Type again, exactly, the lines below from the start through the line that includes "-1006,7 +1007,7 @@ namespace Server.Mobiles".

Material provided section start

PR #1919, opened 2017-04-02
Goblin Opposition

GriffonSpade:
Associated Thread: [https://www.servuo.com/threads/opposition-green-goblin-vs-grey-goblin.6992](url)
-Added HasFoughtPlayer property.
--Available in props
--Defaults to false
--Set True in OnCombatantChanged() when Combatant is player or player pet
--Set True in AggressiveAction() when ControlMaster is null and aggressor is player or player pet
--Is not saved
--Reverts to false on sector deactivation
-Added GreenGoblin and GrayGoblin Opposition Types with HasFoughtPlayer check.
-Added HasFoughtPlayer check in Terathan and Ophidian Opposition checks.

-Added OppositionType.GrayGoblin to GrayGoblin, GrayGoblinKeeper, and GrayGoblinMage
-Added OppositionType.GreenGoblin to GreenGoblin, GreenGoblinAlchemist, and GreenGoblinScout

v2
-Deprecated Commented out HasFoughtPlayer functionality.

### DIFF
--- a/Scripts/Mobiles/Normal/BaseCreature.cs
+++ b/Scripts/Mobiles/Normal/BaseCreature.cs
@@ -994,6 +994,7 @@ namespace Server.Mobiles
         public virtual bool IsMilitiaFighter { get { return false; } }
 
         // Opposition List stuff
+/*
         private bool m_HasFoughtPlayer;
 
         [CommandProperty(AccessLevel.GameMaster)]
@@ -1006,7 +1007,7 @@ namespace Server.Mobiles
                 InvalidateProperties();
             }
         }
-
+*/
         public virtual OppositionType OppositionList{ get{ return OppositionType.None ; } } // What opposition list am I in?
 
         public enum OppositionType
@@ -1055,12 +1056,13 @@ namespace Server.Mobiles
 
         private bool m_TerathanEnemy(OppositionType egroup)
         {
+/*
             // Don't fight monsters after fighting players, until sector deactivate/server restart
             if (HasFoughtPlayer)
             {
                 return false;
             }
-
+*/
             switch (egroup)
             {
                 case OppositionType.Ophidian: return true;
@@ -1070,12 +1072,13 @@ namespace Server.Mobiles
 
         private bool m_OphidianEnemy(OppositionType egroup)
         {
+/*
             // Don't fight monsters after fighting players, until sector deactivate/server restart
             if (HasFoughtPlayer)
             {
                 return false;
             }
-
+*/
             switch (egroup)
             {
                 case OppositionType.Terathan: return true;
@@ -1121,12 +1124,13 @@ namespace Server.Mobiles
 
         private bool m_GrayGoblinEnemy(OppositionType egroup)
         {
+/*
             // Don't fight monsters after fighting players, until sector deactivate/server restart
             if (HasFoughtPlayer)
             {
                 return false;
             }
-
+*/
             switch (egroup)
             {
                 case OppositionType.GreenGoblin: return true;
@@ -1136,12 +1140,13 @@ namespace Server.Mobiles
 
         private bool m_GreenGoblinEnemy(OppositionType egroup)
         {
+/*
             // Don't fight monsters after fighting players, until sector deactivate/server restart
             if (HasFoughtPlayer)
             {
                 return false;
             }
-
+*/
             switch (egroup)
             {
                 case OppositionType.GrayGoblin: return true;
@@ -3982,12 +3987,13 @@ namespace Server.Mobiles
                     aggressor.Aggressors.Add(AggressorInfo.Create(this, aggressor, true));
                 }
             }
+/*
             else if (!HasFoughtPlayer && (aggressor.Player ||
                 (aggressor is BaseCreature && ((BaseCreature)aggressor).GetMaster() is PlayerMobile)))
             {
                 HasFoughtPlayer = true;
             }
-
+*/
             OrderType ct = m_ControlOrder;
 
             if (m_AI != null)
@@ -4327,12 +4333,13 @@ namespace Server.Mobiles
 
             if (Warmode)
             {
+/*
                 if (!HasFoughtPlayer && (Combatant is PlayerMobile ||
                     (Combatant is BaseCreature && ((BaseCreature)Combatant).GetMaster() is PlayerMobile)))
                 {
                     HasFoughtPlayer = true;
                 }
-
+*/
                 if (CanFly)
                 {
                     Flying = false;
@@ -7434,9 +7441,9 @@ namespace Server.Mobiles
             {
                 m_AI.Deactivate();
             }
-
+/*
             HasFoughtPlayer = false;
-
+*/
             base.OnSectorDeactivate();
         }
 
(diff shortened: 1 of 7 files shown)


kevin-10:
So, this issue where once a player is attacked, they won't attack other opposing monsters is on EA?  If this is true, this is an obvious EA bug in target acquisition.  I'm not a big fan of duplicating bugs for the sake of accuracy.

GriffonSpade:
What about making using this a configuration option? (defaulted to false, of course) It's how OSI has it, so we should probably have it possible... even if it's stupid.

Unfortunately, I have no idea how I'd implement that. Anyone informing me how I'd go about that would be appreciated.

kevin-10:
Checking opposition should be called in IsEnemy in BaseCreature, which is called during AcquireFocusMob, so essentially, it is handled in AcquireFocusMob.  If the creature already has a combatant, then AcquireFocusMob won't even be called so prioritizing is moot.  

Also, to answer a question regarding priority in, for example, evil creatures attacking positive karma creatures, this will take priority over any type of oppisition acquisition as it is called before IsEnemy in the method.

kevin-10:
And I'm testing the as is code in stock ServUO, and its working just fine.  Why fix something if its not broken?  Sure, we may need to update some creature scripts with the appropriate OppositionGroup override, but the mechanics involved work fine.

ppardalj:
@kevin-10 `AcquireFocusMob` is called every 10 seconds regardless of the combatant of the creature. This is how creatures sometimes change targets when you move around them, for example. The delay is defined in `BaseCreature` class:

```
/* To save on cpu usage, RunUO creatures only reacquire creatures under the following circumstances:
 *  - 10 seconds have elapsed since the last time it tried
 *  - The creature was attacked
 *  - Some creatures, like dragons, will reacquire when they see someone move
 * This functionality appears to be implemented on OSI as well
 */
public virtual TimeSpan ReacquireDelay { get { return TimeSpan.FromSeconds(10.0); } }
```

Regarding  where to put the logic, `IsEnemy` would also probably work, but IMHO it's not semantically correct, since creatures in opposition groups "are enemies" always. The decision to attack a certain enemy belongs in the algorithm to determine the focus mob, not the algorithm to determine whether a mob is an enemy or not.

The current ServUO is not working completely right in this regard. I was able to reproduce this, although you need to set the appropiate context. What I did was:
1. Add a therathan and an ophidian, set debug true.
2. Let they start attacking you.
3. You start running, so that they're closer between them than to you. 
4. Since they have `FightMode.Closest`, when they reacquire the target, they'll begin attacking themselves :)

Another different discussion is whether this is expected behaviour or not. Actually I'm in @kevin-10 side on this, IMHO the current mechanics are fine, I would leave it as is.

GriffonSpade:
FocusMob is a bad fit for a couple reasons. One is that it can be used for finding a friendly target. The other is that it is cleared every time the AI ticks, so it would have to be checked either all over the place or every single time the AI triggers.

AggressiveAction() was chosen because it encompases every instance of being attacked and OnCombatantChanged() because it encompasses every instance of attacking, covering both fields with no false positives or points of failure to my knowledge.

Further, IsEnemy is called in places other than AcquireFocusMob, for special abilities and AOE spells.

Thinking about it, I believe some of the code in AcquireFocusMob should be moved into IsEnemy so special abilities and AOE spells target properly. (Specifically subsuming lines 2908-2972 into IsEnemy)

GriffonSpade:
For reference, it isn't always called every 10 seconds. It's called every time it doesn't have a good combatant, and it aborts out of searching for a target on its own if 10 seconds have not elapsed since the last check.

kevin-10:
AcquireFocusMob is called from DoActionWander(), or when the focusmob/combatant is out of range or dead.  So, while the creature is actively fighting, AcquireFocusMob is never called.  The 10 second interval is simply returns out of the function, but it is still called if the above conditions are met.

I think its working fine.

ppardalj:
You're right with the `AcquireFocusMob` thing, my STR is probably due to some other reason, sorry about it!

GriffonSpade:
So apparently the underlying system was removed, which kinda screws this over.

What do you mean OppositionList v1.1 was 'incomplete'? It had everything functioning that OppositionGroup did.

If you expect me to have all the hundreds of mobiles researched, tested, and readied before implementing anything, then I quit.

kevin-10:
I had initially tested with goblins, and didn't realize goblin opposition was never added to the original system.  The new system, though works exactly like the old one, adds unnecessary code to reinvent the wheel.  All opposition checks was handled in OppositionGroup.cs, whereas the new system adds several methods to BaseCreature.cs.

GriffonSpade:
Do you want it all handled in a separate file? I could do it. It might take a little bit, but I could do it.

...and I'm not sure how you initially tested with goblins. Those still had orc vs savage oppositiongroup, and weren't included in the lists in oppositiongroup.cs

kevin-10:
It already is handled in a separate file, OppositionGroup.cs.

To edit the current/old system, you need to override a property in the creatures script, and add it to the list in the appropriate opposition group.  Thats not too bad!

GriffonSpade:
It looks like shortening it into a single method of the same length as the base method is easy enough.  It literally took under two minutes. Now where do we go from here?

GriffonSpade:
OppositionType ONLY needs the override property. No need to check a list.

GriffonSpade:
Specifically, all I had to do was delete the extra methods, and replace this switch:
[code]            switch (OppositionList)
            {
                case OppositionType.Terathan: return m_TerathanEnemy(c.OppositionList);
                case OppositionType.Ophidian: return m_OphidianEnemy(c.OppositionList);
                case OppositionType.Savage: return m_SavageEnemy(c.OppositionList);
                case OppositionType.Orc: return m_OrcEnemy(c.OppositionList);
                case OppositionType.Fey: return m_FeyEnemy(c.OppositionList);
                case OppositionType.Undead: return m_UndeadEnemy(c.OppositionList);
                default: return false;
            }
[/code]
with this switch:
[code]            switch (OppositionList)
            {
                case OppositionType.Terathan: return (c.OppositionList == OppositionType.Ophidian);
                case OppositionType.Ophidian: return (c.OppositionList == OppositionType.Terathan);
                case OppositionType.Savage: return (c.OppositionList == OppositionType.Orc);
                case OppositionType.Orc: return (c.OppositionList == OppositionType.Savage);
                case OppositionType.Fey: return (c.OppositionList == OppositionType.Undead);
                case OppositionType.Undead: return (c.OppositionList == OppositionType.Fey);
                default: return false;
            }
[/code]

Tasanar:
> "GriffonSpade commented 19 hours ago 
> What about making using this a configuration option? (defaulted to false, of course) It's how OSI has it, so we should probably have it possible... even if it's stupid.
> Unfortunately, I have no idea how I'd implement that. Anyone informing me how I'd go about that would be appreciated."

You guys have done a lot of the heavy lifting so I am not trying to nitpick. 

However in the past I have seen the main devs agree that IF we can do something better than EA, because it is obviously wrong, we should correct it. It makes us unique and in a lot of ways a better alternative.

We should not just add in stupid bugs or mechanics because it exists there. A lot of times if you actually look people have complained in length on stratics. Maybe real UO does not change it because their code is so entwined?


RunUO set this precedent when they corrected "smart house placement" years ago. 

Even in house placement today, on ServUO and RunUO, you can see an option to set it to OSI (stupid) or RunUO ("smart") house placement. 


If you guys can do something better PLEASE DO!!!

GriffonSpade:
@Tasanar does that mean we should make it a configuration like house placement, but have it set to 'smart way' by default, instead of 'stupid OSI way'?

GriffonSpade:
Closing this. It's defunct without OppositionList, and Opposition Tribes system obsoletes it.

Material provided section end

§ Solution
PR #1919, opened 2017-04-02
Goblin Opposition

GriffonSpade:
Associated Thread: [https://www.servuo.com/threads/opposition-green-goblin-vs-grey-goblin.6992](url)
-Added HasFoughtPlayer property.
--Available in props
--Defaults to false
--Set True in OnCombatantChanged() when Combatant is player or player pet
--Set True in AggressiveAction() when ControlMaster is null and aggressor is player or player pet
--Is not saved
--Reverts to false on sector deactivation
-Added GreenGoblin and GrayGoblin Opposition Types with HasFoughtPlayer check.
-Added HasFoughtPlayer check in Terathan and Ophidian Opposition checks.

-Added OppositionType.GrayGoblin to GrayGoblin, GrayGoblinKeeper, and GrayGoblinMage
-Added OppositionType.GreenGoblin to GreenGoblin, GreenGoblinAlchemist, and GreenGoblinScout

v2
-Deprecated Commented out HasFoughtPlayer functionality.

### DIFF
--- a/Scripts/Mobiles/Normal/BaseCreature.cs
+++ b/Scripts/Mobiles/Normal/BaseCreature.cs
@@ -994,6 +994,7 @@ namespace Server.Mobiles
         public virtual bool IsMilitiaFighter { get { return false; } }
 
         // Opposition List stuff
+/*
         private bool m_HasFoughtPlayer;
 
         [CommandProperty(AccessLevel.GameMaster)]
@@ -1006,7 +1007,7 @@ namespace Server.Mobiles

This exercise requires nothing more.